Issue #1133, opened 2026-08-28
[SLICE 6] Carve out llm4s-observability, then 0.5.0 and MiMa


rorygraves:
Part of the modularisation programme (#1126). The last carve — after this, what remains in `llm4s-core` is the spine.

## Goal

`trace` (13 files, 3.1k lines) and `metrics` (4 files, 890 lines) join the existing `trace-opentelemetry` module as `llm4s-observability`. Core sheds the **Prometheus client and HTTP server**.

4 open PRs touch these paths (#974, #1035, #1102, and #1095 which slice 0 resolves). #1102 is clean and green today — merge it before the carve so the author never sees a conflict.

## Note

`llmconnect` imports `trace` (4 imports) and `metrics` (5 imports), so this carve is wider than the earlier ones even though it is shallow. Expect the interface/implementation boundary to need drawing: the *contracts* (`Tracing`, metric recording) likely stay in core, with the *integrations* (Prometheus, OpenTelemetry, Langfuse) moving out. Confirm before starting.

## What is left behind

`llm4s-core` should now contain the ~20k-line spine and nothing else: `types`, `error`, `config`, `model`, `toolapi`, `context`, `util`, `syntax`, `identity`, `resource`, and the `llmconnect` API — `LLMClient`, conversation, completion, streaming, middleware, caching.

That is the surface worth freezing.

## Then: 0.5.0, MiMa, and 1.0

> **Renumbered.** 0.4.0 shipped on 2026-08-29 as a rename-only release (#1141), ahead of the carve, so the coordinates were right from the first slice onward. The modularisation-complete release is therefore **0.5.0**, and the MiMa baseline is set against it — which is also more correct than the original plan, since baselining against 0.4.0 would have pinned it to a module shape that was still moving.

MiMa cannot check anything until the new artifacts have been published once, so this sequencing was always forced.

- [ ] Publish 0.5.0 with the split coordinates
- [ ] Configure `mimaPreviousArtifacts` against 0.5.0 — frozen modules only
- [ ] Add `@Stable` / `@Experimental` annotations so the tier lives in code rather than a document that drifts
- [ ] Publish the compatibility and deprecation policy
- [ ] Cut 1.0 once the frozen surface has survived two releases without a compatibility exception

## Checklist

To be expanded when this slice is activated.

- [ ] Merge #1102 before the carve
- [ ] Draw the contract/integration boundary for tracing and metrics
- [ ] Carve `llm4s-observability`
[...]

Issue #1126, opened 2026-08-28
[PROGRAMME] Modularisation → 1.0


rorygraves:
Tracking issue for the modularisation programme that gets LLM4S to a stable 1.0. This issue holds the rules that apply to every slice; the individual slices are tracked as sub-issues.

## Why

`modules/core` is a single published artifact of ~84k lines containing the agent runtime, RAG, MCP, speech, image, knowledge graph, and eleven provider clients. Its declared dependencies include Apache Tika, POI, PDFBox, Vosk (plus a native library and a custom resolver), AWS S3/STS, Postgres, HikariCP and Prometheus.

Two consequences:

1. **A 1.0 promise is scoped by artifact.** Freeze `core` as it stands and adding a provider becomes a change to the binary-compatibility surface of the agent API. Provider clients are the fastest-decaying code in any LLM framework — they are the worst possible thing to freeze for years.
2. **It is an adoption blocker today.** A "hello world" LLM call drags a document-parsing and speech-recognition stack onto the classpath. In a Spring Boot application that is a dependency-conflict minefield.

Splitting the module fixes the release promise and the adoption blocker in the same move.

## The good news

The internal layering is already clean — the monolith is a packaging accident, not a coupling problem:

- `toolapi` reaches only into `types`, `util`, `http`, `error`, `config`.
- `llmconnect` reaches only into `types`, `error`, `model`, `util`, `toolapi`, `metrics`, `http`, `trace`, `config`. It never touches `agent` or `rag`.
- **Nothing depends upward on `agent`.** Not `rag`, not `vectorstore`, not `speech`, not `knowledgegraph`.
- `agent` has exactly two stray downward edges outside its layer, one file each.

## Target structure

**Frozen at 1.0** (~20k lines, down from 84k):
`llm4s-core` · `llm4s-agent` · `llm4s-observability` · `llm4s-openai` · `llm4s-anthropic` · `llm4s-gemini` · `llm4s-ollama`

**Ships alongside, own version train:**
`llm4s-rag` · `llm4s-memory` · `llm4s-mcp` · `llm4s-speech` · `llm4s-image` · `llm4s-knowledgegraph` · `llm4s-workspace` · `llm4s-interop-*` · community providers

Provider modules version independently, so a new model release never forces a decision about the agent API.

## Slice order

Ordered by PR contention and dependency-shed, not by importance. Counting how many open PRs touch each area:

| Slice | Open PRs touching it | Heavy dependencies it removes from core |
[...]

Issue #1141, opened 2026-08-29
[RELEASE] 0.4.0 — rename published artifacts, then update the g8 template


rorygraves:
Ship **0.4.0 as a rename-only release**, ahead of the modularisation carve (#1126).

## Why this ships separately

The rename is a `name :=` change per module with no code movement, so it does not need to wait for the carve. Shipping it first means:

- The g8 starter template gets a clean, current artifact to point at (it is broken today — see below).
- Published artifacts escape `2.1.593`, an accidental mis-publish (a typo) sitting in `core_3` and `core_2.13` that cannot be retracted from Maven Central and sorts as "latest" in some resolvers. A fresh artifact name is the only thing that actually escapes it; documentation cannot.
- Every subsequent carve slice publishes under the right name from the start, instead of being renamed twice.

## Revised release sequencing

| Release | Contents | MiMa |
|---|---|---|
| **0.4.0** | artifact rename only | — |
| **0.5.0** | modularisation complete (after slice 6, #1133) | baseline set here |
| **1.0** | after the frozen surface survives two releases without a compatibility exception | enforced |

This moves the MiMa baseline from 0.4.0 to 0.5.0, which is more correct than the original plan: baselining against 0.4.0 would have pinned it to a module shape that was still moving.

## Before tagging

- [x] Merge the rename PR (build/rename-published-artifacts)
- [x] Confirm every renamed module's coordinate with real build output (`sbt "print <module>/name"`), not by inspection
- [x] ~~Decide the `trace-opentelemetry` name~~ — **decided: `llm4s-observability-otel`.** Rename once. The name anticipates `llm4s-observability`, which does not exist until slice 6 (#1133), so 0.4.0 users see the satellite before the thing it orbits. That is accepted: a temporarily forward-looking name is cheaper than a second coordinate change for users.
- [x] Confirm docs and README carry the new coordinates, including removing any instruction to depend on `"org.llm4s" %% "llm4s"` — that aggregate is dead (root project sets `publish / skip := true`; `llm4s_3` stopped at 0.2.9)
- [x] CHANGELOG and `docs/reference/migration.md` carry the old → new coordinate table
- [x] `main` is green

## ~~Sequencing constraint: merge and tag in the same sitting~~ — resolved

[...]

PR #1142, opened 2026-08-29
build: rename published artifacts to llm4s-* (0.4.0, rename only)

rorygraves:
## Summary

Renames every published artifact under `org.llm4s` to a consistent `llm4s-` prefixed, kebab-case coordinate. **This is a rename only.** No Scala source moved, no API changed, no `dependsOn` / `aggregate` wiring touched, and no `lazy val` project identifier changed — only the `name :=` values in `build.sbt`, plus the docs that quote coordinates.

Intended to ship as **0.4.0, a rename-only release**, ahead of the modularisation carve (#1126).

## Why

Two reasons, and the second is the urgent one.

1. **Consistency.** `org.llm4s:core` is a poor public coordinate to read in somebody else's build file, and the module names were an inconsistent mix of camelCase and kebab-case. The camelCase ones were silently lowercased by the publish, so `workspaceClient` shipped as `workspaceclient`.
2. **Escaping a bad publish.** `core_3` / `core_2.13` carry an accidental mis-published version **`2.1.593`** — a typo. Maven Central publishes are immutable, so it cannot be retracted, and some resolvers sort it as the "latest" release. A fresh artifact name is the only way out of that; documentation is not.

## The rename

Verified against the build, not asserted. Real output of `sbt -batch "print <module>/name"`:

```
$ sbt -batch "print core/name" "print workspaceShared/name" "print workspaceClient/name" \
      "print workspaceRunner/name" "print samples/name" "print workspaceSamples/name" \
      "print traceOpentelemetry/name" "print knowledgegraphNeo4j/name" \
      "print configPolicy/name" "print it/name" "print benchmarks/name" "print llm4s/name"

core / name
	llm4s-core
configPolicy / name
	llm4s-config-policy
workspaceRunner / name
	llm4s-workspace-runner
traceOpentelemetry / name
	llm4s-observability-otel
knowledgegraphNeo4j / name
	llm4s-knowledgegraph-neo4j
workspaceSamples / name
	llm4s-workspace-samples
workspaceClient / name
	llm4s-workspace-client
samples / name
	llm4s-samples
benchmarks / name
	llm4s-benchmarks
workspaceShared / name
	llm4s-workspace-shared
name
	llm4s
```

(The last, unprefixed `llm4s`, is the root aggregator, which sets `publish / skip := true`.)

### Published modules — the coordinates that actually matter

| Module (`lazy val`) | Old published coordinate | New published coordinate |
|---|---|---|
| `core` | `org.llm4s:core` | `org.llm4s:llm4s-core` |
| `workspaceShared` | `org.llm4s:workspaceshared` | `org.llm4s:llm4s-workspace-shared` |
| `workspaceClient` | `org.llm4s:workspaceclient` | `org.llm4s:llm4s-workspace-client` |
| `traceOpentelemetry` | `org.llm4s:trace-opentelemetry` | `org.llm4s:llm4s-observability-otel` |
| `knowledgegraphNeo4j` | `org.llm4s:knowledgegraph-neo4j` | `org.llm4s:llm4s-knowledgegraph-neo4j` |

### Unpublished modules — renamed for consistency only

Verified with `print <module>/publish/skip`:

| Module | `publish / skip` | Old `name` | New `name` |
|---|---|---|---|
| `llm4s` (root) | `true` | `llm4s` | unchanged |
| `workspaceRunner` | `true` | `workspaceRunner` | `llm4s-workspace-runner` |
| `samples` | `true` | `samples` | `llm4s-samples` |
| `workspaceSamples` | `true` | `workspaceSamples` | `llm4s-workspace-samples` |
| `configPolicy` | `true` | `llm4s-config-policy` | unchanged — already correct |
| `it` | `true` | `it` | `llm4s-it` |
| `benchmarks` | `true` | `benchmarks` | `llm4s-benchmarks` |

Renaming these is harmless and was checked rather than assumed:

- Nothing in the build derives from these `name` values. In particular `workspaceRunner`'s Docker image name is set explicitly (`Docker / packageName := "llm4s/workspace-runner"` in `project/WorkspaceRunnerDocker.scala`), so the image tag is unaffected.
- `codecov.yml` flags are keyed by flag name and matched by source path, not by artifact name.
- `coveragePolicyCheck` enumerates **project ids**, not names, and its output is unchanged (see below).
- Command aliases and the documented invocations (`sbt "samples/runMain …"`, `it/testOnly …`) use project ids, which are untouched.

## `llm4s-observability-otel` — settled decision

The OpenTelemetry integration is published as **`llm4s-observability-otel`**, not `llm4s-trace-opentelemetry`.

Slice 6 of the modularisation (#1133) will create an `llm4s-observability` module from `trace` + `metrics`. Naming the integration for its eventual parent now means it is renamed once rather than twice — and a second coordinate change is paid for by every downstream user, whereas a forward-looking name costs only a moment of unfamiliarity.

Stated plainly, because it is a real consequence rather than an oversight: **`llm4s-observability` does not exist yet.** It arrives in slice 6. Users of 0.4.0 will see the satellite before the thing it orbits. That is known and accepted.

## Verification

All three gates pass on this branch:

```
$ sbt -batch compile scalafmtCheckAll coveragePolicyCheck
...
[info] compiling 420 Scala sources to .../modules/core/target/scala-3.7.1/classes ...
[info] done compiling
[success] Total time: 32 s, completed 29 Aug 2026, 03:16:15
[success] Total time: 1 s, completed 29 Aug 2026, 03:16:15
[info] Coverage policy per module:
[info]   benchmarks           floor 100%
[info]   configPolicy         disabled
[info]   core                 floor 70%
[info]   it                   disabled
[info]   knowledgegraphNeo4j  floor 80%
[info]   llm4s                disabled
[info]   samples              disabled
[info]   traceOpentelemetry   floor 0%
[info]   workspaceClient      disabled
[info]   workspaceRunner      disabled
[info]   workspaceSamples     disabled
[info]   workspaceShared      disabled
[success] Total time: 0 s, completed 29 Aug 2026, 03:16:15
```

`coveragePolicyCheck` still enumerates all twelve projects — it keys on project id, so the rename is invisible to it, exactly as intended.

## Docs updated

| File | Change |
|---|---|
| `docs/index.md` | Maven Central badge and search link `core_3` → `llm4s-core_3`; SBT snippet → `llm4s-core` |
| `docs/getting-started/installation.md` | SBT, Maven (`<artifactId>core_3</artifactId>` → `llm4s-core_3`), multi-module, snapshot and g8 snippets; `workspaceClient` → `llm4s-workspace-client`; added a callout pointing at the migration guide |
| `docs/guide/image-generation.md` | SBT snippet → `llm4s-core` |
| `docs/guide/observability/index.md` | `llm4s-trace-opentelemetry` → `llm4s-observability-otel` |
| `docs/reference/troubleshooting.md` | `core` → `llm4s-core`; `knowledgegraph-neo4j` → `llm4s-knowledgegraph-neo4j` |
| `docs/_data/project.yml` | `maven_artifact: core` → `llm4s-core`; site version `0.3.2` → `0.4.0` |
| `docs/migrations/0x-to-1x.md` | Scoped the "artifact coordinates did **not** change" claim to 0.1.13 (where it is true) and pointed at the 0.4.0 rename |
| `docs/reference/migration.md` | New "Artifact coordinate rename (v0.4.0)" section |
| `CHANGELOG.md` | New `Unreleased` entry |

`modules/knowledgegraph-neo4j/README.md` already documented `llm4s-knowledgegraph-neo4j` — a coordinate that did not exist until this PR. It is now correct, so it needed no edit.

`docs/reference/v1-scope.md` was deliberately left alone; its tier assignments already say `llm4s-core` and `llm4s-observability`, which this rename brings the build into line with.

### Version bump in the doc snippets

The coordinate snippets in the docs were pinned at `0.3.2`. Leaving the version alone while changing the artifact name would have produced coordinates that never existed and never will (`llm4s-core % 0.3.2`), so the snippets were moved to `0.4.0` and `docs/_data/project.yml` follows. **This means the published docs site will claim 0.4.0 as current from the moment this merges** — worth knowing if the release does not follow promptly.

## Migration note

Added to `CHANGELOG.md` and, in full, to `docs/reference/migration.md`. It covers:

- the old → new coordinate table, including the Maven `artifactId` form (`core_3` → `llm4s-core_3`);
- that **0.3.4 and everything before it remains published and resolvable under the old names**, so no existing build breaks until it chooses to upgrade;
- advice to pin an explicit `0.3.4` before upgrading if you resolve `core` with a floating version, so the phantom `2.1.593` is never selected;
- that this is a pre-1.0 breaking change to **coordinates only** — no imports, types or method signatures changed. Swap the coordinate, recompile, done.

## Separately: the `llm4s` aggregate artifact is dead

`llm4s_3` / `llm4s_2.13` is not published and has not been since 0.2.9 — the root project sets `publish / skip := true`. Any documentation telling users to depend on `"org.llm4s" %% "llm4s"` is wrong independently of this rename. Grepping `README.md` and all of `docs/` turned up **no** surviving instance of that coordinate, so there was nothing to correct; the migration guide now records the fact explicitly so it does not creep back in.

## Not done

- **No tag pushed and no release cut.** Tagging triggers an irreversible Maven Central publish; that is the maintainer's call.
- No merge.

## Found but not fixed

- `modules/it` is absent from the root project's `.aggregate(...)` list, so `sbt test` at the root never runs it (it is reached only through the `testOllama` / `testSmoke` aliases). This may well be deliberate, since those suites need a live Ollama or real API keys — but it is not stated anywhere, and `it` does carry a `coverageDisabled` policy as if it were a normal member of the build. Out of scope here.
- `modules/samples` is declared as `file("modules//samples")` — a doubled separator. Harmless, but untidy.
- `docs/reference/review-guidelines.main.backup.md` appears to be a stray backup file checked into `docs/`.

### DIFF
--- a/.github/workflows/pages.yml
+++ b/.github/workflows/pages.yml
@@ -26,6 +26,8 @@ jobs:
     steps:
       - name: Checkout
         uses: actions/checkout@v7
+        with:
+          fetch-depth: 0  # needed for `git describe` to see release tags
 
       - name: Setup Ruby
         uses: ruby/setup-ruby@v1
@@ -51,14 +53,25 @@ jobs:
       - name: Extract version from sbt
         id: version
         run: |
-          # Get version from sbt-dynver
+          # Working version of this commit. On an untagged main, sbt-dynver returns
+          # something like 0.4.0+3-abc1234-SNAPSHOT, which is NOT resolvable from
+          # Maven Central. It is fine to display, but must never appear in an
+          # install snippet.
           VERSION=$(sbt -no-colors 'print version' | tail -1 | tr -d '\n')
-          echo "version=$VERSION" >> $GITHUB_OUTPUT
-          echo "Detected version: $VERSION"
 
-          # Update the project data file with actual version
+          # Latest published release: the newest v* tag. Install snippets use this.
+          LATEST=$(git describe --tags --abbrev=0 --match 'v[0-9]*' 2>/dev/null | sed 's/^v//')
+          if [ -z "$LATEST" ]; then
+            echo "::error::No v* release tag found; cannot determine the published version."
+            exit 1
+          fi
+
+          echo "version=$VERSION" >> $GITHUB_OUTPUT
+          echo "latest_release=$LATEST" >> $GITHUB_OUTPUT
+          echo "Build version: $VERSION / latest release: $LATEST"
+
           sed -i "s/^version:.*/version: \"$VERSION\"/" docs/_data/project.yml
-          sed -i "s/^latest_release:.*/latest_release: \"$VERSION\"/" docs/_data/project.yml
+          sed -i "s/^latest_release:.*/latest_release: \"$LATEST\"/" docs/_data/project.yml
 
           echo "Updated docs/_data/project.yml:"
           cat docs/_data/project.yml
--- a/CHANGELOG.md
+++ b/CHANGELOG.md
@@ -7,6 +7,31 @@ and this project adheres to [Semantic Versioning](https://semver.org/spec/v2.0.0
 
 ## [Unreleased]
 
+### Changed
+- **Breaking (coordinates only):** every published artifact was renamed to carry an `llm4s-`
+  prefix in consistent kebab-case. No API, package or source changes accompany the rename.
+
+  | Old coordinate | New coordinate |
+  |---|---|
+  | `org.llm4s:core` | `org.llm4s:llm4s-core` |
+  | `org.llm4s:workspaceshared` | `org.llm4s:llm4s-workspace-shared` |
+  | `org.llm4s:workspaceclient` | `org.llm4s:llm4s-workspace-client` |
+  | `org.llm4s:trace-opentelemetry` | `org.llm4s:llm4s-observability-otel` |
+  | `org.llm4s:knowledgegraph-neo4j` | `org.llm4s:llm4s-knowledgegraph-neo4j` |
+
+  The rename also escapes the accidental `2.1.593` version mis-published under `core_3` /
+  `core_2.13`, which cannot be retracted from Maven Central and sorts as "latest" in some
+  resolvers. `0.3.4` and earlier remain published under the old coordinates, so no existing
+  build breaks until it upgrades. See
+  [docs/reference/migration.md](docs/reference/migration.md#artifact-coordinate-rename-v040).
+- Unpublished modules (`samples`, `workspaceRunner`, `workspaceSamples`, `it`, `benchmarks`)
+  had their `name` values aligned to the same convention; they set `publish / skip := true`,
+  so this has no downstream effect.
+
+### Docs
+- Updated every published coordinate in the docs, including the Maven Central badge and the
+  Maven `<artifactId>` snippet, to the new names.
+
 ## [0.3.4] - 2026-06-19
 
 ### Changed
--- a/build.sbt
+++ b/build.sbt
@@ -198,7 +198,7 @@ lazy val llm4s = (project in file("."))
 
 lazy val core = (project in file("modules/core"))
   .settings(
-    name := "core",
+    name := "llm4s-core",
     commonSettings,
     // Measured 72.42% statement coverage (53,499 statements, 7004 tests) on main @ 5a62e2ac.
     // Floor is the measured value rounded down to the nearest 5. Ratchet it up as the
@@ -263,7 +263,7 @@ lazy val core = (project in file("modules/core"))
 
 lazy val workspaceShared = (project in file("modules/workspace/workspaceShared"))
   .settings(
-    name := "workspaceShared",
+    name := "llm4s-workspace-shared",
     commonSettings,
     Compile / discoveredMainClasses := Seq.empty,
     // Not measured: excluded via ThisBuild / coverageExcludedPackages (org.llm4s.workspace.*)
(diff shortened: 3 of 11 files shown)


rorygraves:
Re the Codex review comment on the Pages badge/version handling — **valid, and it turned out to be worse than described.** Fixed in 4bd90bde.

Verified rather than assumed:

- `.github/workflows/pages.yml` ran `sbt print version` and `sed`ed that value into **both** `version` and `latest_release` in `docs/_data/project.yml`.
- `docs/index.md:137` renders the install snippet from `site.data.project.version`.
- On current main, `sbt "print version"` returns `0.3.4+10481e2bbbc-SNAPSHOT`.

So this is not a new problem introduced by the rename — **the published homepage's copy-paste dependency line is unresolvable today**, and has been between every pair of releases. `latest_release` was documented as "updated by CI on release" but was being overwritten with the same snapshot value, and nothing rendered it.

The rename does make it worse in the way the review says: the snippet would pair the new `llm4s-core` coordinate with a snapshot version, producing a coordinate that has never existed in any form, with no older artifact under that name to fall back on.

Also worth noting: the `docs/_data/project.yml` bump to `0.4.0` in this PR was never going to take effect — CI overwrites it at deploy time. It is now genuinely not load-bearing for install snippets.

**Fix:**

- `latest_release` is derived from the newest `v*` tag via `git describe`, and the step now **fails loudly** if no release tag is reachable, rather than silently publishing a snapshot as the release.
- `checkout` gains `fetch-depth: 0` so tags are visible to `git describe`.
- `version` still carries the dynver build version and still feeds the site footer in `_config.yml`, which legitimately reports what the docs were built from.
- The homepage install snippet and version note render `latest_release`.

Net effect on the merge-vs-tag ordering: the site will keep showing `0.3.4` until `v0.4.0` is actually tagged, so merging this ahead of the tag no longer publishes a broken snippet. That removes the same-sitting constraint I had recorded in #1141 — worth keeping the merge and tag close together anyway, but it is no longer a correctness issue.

########

(Instructions to follow):
What is the number of lines in the records that hold "accepted"? Give the number by itself.

(Worked solution):
2